§ REQUIRED ACTION
Only the lines below between the ones containing "- **Rule changes**" and "-1,0 +1,30 @@", inclusive, are to be reproduced, each exactly as it stands.

--- THE DATA Enclosed Below ---

PR #1923, opened 2022-12-01
Added Azure.MariaDB.FirewallRuleCount

### LINKED ISSUE #1855: Azure Database for MariaDB servers should restrict an excessive number of firewall rules
# Rule request

## Suggested rule change

Azure Database for MariaDB servers should restrict an excessive number of firewall rules.

Security pillar for this one.

## Applies to the following

- Resource type: **[Microsoft.DBforMariaDB/servers]**

## Additional context

[Azure Database for MariaDB server firewall rules](https://learn.microsoft.com/azure/mariadb/concepts-firewall-rules)
[Template reference](https://learn.microsoft.com/azure/templates/microsoft.dbformariadb/servers)

BenjaminEngeset:
## PR Summary

Fixes #1855

Added Azure.MariaDB.FirewallRuleCount rule.

## PR Checklist

- [x] Summarized changes
- [x] Change is not breaking
- **Rule changes**
  - [x] Link to a filed issue
- **Other code changes**
  - [ ] Link to a filed issue

### DIFF
--- a/docs/en/rules/Azure.MariaDB.FirewallRuleCount.md
+++ b/docs/en/rules/Azure.MariaDB.FirewallRuleCount.md
@@ -20,11 +20,16 @@ Server-level firewall rules apply to all databases on the Azure Database for Mar
 
 ## RECOMMENDATION
 
-Review the amount of Azure for MariaDB server firewall rules and consider to reduce the amount where it is possible.
+Review the number of Azure for MariaDB server firewall rules configured.
+Consider to removing rules that are no longer needed.
+
+## NOTES
+
+This rule fails when the number of configured firewall rules exceeds ten (10).
 
 ## LINKS
 
 - [Network security and containment](https://learn.microsoft.com/azure/architecture/framework/security/design-network)
 - [Azure Database for MariaDB server firewall rules](https://learn.microsoft.com/azure/mariadb/concepts-firewall-rules)
 - [Create and manage Azure Database for MariaDB firewall rules by using the Azure portal](https://learn.microsoft.com/azure/mariadb/howto-manage-firewall-portal)
-- [Azure template reference](https://learn.microsoft.com/azure/templates/microsoft.dbformariadb/servers/firewallrules)
+- [Azure deployment reference](https://learn.microsoft.com/azure/templates/microsoft.dbformariadb/servers/firewallrules)
--- a/docs/en/rules/Azure.MariaDB.FirewallRuleCount.md
+++ b/docs/en/rules/Azure.MariaDB.FirewallRuleCount.md
@@ -1,0 +1,30 @@
+---
+severity: Awareness
+pillar: Security
+category: Network security and containment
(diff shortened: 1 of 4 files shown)


BenjaminEngeset:
Hey @BernieWhite 

- Could you tell me what you're thinking about using this logic? The rule is not bulletproof as it only runs against child resources declared within the parent resource, but from my experience most customers declare child resources within the parent resource anyways.
- I'm waiting for the merge on `Azure.MariaDB.AllowAzureAccess` that will help with good test cases.
- Should we add ARM and Bicep code examples for this one? Where we declare some firewall rules on a MariaDB server?

docs/en/rules/Azure.MariaDB.FirewallRuleCount.md
```diff
@@ -0,0 +1,30 @@
...
+
+## DESCRIPTION
+
+Typically the number of firewall rules required is minimal, with management connectivity from on-premises and cloud application connectivity.
+
+Server-level firewall rules apply to all databases on the Azure Database for MariaDB server.
+
+## RECOMMENDATION
+
+Review Azure for MariaDB server firewall rules.
```
BernieWhite, line 23: I think we need a clearer message here about why the rule failed and what a customer should do.

BernieWhite (commented):
@BenjaminEngeset I have a few comments below but it looks good so far.

For counting the number of firewall rules for the server, this logic looks good.
PSRule will automatically nest sub-resource into the parent resource if they exist in the same deployment/ template when expanding a template. So declaring sub-resources outside of the parent resource is not a concern.

You could write a template with only one firewall rule in it but since we can't make an assumption about how many rules already exist; it's an edge case we don't need to solve in this rule.

BenjaminEngeset:
> @BenjaminEngeset I have a few comments below but it looks good so far.
> 
> > Could you tell me what you're thinking about using this logic? The rule is not bulletproof as it only runs against child resources declared within the parent resource, but from my experience most customers declare child resources within the parent resource anyways.
> 
> For counting the number of firewall rules for the server, this logic looks good. PSRule will automatically nest sub-resource into the parent resource if they exist in the same deployment/ template when expanding a template. So declaring sub-resources outside of the parent resource is not a concern.
> 
> You could write a template with only one firewall rule in it but since we can't make an assumption about how many rules already exist; it's an edge case we don't need to solve in this rule.
> 
> > Should we add ARM and Bicep code examples for this one? Where we declare some firewall rules on a MariaDB server?
> 
> Because this rule is about the number of firewall rules and reducing them, I don't think we need to an example code.

Thanks @BernieWhite. I had no idea that PSRule was that powerful in terms of automatically nesting sub-resources that are declared outside the parent resource, always taught they would been treated as standalones then.

BenjaminEngeset:
@BernieWhite 

Check the latest updates and let me know you're thinking.

BernieWhite (approved):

--- End of Enclosed THE DATA ---

§ RESPONSE TO THE EXERCISE
- **Rule changes**
  - [x] Link to a filed issue
- **Other code changes**
  - [ ] Link to a filed issue

### DIFF
--- a/docs/en/rules/Azure.MariaDB.FirewallRuleCount.md
+++ b/docs/en/rules/Azure.MariaDB.FirewallRuleCount.md
@@ -20,11 +20,16 @@ Server-level firewall rules apply to all databases on the Azure Database for Mar
 
 ## RECOMMENDATION
 
-Review the amount of Azure for MariaDB server firewall rules and consider to reduce the amount where it is possible.
+Review the number of Azure for MariaDB server firewall rules configured.
+Consider to removing rules that are no longer needed.
+
+## NOTES
+
+This rule fails when the number of configured firewall rules exceeds ten (10).
 
 ## LINKS
 
 - [Network security and containment](https://learn.microsoft.com/azure/architecture/framework/security/design-network)
 - [Azure Database for MariaDB server firewall rules](https://learn.microsoft.com/azure/mariadb/concepts-firewall-rules)
 - [Create and manage Azure Database for MariaDB firewall rules by using the Azure portal](https://learn.microsoft.com/azure/mariadb/howto-manage-firewall-portal)
-- [Azure template reference](https://learn.microsoft.com/azure/templates/microsoft.dbformariadb/servers/firewallrules)
+- [Azure deployment reference](https://learn.microsoft.com/azure/templates/microsoft.dbformariadb/servers/firewallrules)
--- a/docs/en/rules/Azure.MariaDB.FirewallRuleCount.md
+++ b/docs/en/rules/Azure.MariaDB.FirewallRuleCount.md
@@ -1,0 +1,30 @@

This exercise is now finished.